[[ RECORD EXCERPTS open ]]
PR #5727, opened 2026-03-20
Fix multisig confirmation screen data

stepanLav:
## Summary
- **Wallet field**: now shows the multisig wallet (from `multisigAccount.walletId`), not the currently selected wallet from wallet management
- **Signatory field**: correctly shows the signing account's wallet
- **Account field**: hidden by default, only shown when signatory is a proxied account (proxy case)
- **Account/Sender**: uses `multisigAccount.accountId` (the actual transaction sender) instead of the initiator from context model
- Added `AccountExplorers` (info button with block explorer link) to the Wallet field
- Added operation metadata block (Time Point with explorer link, Call Data with copy + JSON viewer) above network fee on the confirmation screen
- Added `expandDepth` prop to `Json` component for partial collapse of large operation trees
- Applied fixes to both Approve and Reject flows
- Integration tests for approve/reject model data assembly

Before:
Screenshot 2026-03-20 at 14 11 02
Screenshot 2026-03-20 at 14 12 13

After:

1. Right resolve for Wallet
2. Remove unnecessary account (it will show only in case when signing with proxy)
3. Added call data for operation
4. Added time-point with link to block explorer

Screenshot 2026-03-20 at 14 36 27
Screenshot 2026-03-20 at 14 36 32

5. Account shows for proxy signatory (wallet - actual multisig wallet, signatory - who is a participant of that multisig and will sign an operation, account - actual address from which tokens will charge for the fee)

Screenshot 2026-03-20 at 14 38 50


savvyer (dismissed):

cuteWarmFrog:
1. is timepoint value clickable? Couldn't tell only by looking
2. Open json calldata icon feels bad. We use it to open explorers usually, mb use another one...

stepanLav:
> 1. is timepoint value clickable? Couldn't tell only by looking
> 2. Open json calldata icon feels bad. We use it to open explorers usually, mb use another one...

yes, it is done the same as for operations details, basically - reuse all components

savvyer (approved):

PR #5791, opened 2026-04-17
fix(contacts): guard signatories against undefined in BackendContactRow

MaliDo:
## Description

Fixes a crash in the Address Book when contacts loaded from IndexedDB cache have `signatories: undefined` instead of `null`.

## Related Issues

Fixes [SPEK-445](https://novasama-technologies.atlassian.net/browse/SPEK-445)

## Changes Made

- Changed `!== null` to `!= null` (loose equality) for `threshold` and `signatories` guards in `BackendContactRow`
- Loose equality covers both `null` and `undefined`, handling old cached DB rows that predate the `BackendContact` type

## Root Cause

Old IndexedDB-cached `BackendContact` rows were stored before the `signatories` field was introduced. When read back from IndexedDB, missing fields come back as `undefined`, not `null`. The strict `!== null` guard failed to catch this, causing `contact.signatories.length` to throw.

## Checklist

🤖 Generated with [Claude Code](https://claude.com/claude-code)

[SPEK-445]: https://novasama-technologies.atlassian.net/browse/SPEK-445?atlOrigin=eyJpIjoiNWRkNTljNzYxNjVmNDY3MDlhMDU5Y2ZhYzA5YTRkZjUiLCJwIjoiZ2l0aHViLWNvbS1KU1cifQ


src/renderer/entities/contact/ui/BackendContactRow.tsx
```diff
@@ -55,7 +55,7 @@ export const BackendContactRow = ({ contact, onSendTo }: Props) => {
           {contact.categoryName && <Label variant="blue">{contact.categoryName}</Label>}
           {contact.contactTypeName && <Label variant="gray">{contact.contactTypeName}</Label>}
           {contact.chainName && <Label variant="lightBlue">{contact.chainName}</Label>}
-          {contact.threshold !== null && contact.signatories !== null && (
+          {contact.threshold != null && contact.signatories != null && (
```
savvyer: I would prefer to use nullable() helper instead of != loose inequality

savvyer (dismissed):

src/renderer/entities/contact/ui/BackendContactRow.tsx
MaliDo: fixed

aaa123eee (approved):

PR #5803, opened 2026-04-22
feat: update ChangeSignatories flow to support trust/verified paths

savvyer:
## Description
Flexible multisig “change signatories” previously pushed users down a single path. Users who want a safer, proxy-first workflow (add and verify a new multisig proxy before removing the old one) need an explicit choice, while others may prefer the faster trust-based batch update. This PR adds a mode picker (trust vs verified), wires the verified path to the existing Add proxy flow, and disables or explains the verified option when the wallet or chain cannot create proxies—so we do not advertise a path that cannot be completed.

## Related Issues
Closes https://novasama-technologies.atlassian.net/browse/SPEK-424

## Changes Made
- Introduce ChangeSignatoriesFlow (still exported as ChangeSignatories from @/features/flexible-change-signatories) with a modal to choose trust-based (existing change-signatories multisig edit) vs with verification (delegate via proxy).
- Pass canUseVerifiedPath from wallet details using proxy-creation permissions and networkUtils.isProxySupported for the flexible multisig’s chain.
- Support programmatic opening of nested flows: launchOpen / hideTrigger on the existing ChangeSignatories and AddProxy modals so the picker can open either flow without a duplicate trigger.
- Add flexibleMultisig.changeSignatoriesMode.* copy in en.json (picker titles, mode descriptions, unavailable message).

## Screenshots/Recordings

https://github.com/user-attachments/assets/75d2f536-bc1f-4107-a033-8ec25ae39ac3

## Checklist

- [X] I have performed a self-review of my own code
- [X] I have tested the changes and verified the happy path works as expected
- [X] I have provided screenshot of the working feature (if applicable)
- [X] I have provided description of the changes and any additional context that might help reviewers perform more accurate review
- [X] My code follows the project's coding standards and style guidelines

### DIFF
--- a/src/renderer/features/proxy-add/ui/AddProxy.tsx
+++ b/src/renderer/features/proxy-add/ui/AddProxy.tsx
@@ -1,5 +1,5 @@
 import { useUnit } from 'effector-react';
-import { type PropsWithChildren, useEffect, useState } from 'react';
+import { type PropsWithChildren, useEffect, useRef, useState } from 'react';
 
 import { type Chain, type Wallet } from '@/shared/core';
 import { useI18n } from '@/shared/i18n';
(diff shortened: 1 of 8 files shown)


src/renderer/features/proxy-add/ui/AddProxy.tsx
```diff
@@ -37,19 +52,33 @@ export const AddProxy = ({ wallet, onClose, children }: Props) => {
...
-    if (step === Step.NONE) {
-      setIsModalOpen(false);
+    if (step !== Step.NONE) {
+      hasStartedRef.current = true;
+      return;
+    }
+
+    if (!hasStartedRef.current) return;
+
+    hasStartedRef.current = false;
```
aaa123eee, line 71: why hasStartedRef is a ref not just state?

aaa123eee (approved):

src/renderer/features/proxy-add/ui/AddProxy.tsx
savvyer: hasStartedRef and hasClosedRef are guards that get set and checked in the same tick to stop onClose/flowClosed from firing twice — setState is async, so a state version would read the old value and fire anyway.

PR #5863, opened 2026-05-13
feat: cover address-book connection states

stepanLav:
## Description

Covers all states for the address book global connection state

## Checklist

### DIFF
--- a/src/renderer/features/contacts-navigation/__tests__/connection-indicator.test.ts
+++ b/src/renderer/features/contacts-navigation/__tests__/connection-indicator.test.ts
@@ -1,0 +1,325 @@
+import { type Scope, allSettled, fork } from 'effector';
+import { describe, expect, test, vi } from 'vitest';
+
+import { $features, updateFeatureStatus } from '@/shared/config/features';
+import { toAccountId } from '@/shared/lib/utils';
+import { HttpError } from '@/domains/backend';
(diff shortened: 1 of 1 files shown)


savvyer (approved):

src/renderer/features/contacts-navigation/__tests__/connection-indicator.test.ts
```diff
@@ -0,0 +1,325 @@
...
+
+/**
+ * Mirrors the inline logic of `AddressBookStatusDot` +
+ * `AddressBookReconnectPill`. Tests assert the derived UI state — kept here in
+ * one place so a future refactor that extracts this into the model layer still
+ * satisfies the same matrix.
+ */
+type DotState = 'hidden' | 'positive' | 'warning' | 'default';
+
+function readIndicatorState(scope: Scope): { dot: DotState; pillVisible: boolean } {
```
MaliDo, line 18: This helper reimplements the same decision tree as `AddressBookStatusDot` and `AddressBookReconnectPill`, so the tests can pass even if the real UI logic regresses. Could we either extract this derived indicator state into a shared model/helper and test that directly, or render the actual components here and assert the real dot/pill output?

Actually, it would be nice to move the indicator decision logic out of the test/helper and out of the components into connection-status-model.ts, then have both the UI and tests consume that model.
That will make the tests cover the real contract instead of a copied version of it.

MaliDo (changes requested):

PR #5924, opened 2026-06-10
fix: verify proxy remark field and operation modal scroll

stepanLav:
### Remark instead of memo

- The form field, confirmation row and multisig operation details are renamed **Memo → Remark**, matching the wording of the Drafts flow.
- The user text now lives under the `remark` key of the on-chain marker payload (`VerifyProxyMarkerPayload`). The parser keeps accepting the legacy `memo` key, so pings submitted by older builds still match and display correctly (covered by tests).
- An info button next to the Remark field (same pattern as the execution-mode popover in the flexible multisig edit flow) shows the exact JSON payload that will go on chain, live-updated as the user types. The popover and the transaction build share one payload helper, so the preview cannot drift from what is submitted.
- Added a feature spec `features/proxy-verify/README.md` describing the remark payload, states and lifecycle.

### Modal scroll fix (app-wide)

`Modal.Content disableScroll` skips the built-in ScrollArea while the modal is capped at `min(100%, 736px)` with `overflow-hidden` — tall confirmation steps clip the sign button with no way to reach it. An audit of all 31 `disableScroll` usages found 4 init→confirm→sign flows with this bug; `disableScroll` is removed from them (same setup as `RemoveProxy`, which already scrolls correctly):

- `proxy-verify/VerifyProxy` (reported)
- `multi-transfer/MultiTransferModal`
- `call-data-execute/CallDataSubmitModal`
- `vested-transfer/VestedTransferModal`

The remaining usages have internal scroll areas or bounded layouts and are intentionally untouched. Borderline cases that may deserve a follow-up visual check: dapp-browser `SignCustomPayloadModal` (confirm step), `WalletConnectDetails` accounts tab, fellowship-evidence `IPFSUploadModal`, `VotingHistoryDialog`, `FellowshipOverviewModal`.

Additionally there is problem to show parsed data on Polkadot Vault, when data inside remark operation - shows as byte array, it works for Legacy QR format, but broken for the New metadata-less signing, fixing here:

https://github.com/novasamatech/parity-signer/pull/2549

## Screenshots/Recordings

https://github.com/user-attachments/assets/1dad7c48-697e-4339-97bf-fe5a89cadb77

## Checklist

Fixes novasamatech/nova-spektr-tracker#77

### DIFF
--- a/src/renderer/aggregates/backend/README.md
+++ b/src/renderer/aggregates/backend/README.md
@@ -1,0 +1,56 @@
+# Address book backend connection & authentication
+
+## Overview
+
+Lets the user connect Nova Spektr to a self-hosted address-book backend and prove account ownership by signing a
+challenge. Once authenticated, contacts sync with the backend; the aggregate keeps the session alive and surfaces expiry
+or network issues.
+
+## Who can use it / when it applies
+
+- Reached from the address book via the backend configuration modal (add or edit a backend URL).
+- Signing requires at least one signable account: a Polkadot browser-extension account or a Polkadot Vault account.
+
+## States / scenarios
+
+| State             | When it appears                                | What the user sees                                                                          |
+| ----------------- | ---------------------------------------------- | ------------------------------------------------------------------------------------------- |
+| URL entry         | Modal opened with no backend or while editing  | URL input with live reachability probe (checking / reachable / unreachable / wrong backend) |
+| Account selection | URL is valid and the user is not yet connected | Account select, preselected with the previously used account when known                     |
+| Signing           | Connect pressed                                | Signing flow; for Vault accounts also a network selector (see below)                        |
+| Connected         | Session is live and the URL is unchanged       | Connected account with a disconnect action                                                  |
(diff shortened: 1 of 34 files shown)


savvyer (commented):
Removing disableScroll from these flow modals wraps the whole step in Modal.Content’s default ScrollArea, but the rendered steps already contain their own ScrollArea plus footer. Examples: CallDataSubmitModal.tsx:39 with CallDataForm.tsx:54/:127, MultiTransferModal.tsx:60 with MultiTransferForm.tsx:43/:71, and VerifyProxy.tsx:69. This creates nested scroll regions and makes the action footer part of the outer scroll content instead of a fixed modal footer.

cuteWarmFrog (commented):
## Code review — PR #5924 (verify proxy remark + operation modal scroll)

Reviewed the remark-verification field changes and the operation-modal scroll fix, including the full context of each changed file (not just the diff hunks) and the surrounding callers/Effector wiring.

No correctness, removed-behavior, or cross-file regressions found. The field rename is consistent with sensible backward-compatibility, and the scroll fix is sound and doesn't break other modal states.

LGTM. ✅

PR #5925, opened 2026-06-10
fix: extrinsic builder - address suggestions, click area, template apply

stepanLav:
### 1. Pasted full address now surfaces the matching contact
Previously the suggestion list went empty whenever the input was a valid address — the user had to delete characters to see the contact. The query is now decoded to its `accountId` and matched against contacts and wallet accounts, so a full address pasted in **any** ss58 prefix shows the named entry for explicit confirmation before selecting.

### 2. Cleared destination address stays cleared
`handleBlur` skipped the commit for an empty field, so the previous value reappeared after clicking another cell. Blur now commits whatever is in the field, including empty.

### 3. Clickable area limited to the text box
`Field` wrapped the caption ("Pallet", parameter names) and the control in one full-width `<label>`, so clicking the caption focused the combobox, which opens its dropdown on focus. Added an opt-out `clickableLabel` prop to `Field` and applied it to `PalletSelect`, `CallSelect` and `ParameterField`. Field behavior elsewhere is unchanged.

### 4. Complete contact/account list in suggestions
The dropdown was hard-capped at 10 contacts / 20 accounts, which made the on-focus list look incomplete. Caps removed — the list is scrollable.

### 5. Apply template → jump to Build tab
After clicking **Apply** on a template the view now switches to the Build tab automatically (in both the draft-creation and call-data-execute modals), since the call data is already filled and the user's next step is tweaking the arguments.

### Supporting ui-kit change
`Combobox` gained an optional `onSelect` prop fired only on list-item selection, letting the account input distinguish picking a suggestion from typing/pasting. Backwards-compatible — existing consumers are unaffected.

## Screenshots/Recordings

https://github.com/user-attachments/assets/276529c2-54a7-4139-a285-18f7c7db6842

## Checklist

Fixes novasamatech/nova-spektr-tracker#79
Fixes novasamatech/nova-spektr-tracker#80

### DIFF
--- a/src/renderer/features/call-data-execute/model/form.ts
+++ b/src/renderer/features/call-data-execute/model/form.ts
@@ -330,6 +330,13 @@ sample({
   target: form.fields.callData.change,
 });
 
+// jump straight to the builder — the user's next step is tweaking the arguments
+sample({
+  clock: templateApplied,
+  fn: () => InputMode.BUILD,
+  target: inputModeChanged,
+});
+
 // flow setup
 
 // Preselect initiator on form open
--- a/src/renderer/features/drafts/components/CreateDraftModal.tsx
+++ b/src/renderer/features/drafts/components/CreateDraftModal.tsx
@@ -153,6 +153,8 @@ export const CreateDraftModal = () => {
 
   const handleTemplateApply = (templateCallData: string) => {
     createDraftModel.callDataChanged(templateCallData);
+    // jump straight to the builder — the user's next step is tweaking the arguments
+    createDraftModel.inputModeChanged('build');
   };
 
   const handleToggle = (open: boolean) => {
--- a/src/renderer/features/extrinsic-builder/ui/CallSelect.tsx
+++ b/src/renderer/features/extrinsic-builder/ui/CallSelect.tsx
@@ -20,7 +20,7 @@ export const CallSelect = memo(({ options, value, disabled, onChange }: Props) =
   );
 
   return (
-    <Field text={t('extrinsicBuilder.call')}>
+    <Field text={t('extrinsicBuilder.call')} clickableLabel={false}>
       <Combobox
         placeholder={t('extrinsicBuilder.callPlaceholder')}
         value={displayValue}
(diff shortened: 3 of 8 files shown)


savvyer (approved):

cuteWarmFrog (commented):
## Code review — PR #5925 (extrinsic builder QA feedback)

The address-suggestion change in `AccountParamInput.tsx` introduces two behavioral regressions that both stem from `const searchQuery = displayValue` (where `displayValue = isEditing ? inputText : value`).

### 🟠 Major — re-focusing a filled field hides every account except the selected one
`src/renderer/features/extrinsic-builder/ui/parameterInputs/AccountParamInput.tsx:46`

When the field already holds a value and is re-focused, `isEditing` is still `false` (it only flips on `onInput`), so `displayValue === value` (the committed full address) → `searchQuery` is that full address → `queryAccountId` resolves → both `accountOptions` and `contactOptions` filter to `account.accountId === queryAccountId`, i.e. **only the already-selected entry**.

The comment says re-focusing "lists the matching entries instead of the full address book," but the actual effect is that the user **cannot switch to a different account/contact without first manually clearing the input**. That's a worse UX than before.

**Failure scenario:** user picks account A, re-opens the field to change to B → dropdown shows only A.

### 🟠 Major — empty-field dropdown is now unbounded
`src/renderer/features/extrinsic-builder/ui/parameterInputs/AccountParamInput.tsx:60`

The previous `.slice(0, 20)` / `.slice(0, 10)` caps were removed. With an empty field (`searchQuery === ''`), the account filter falls through to `!searchQuery → true` for every entry, rendering **all** accounts and contacts at once.

**Failure scenario:** a wallet with hundreds of accounts/contacts focuses the field with empty input → the full list renders, causing a noticeable render/perf spike. Consider restoring a reasonable cap on the rendered suggestions.

### 🟡 Minor — `handleBlur` commits partial/invalid typed text
`src/renderer/features/extrinsic-builder/ui/parameterInputs/AccountParamInput.tsx:100`

`handleBlur` now commits `inputText` verbatim whenever `isEditing`, with no validity gate. Two consequences:
- If `onBlur` fires before Ariakit's selection (`onSelect` → `handleSelect`) on a mousedown-to-pick, the typed *partial* text could be committed instead of the chosen address — the outcome depends on Ariakit's focus-retention ordering.
- A malformed/incomplete address typed and then blurred is committed as the parameter value and only surfaces later as a generic `encodeCallData` error rather than being rejected at the input boundary.

Consider only committing on blur when the text is a valid address (or matches a known account/contact), otherwise reverting to the prior value.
[[ RECORD EXCERPTS closed ]]
### EXERCISE REQUIREMENTS
Find, please, how many lines in the data include the word "usually", and put down that number only.

### RESPONSE AREA
2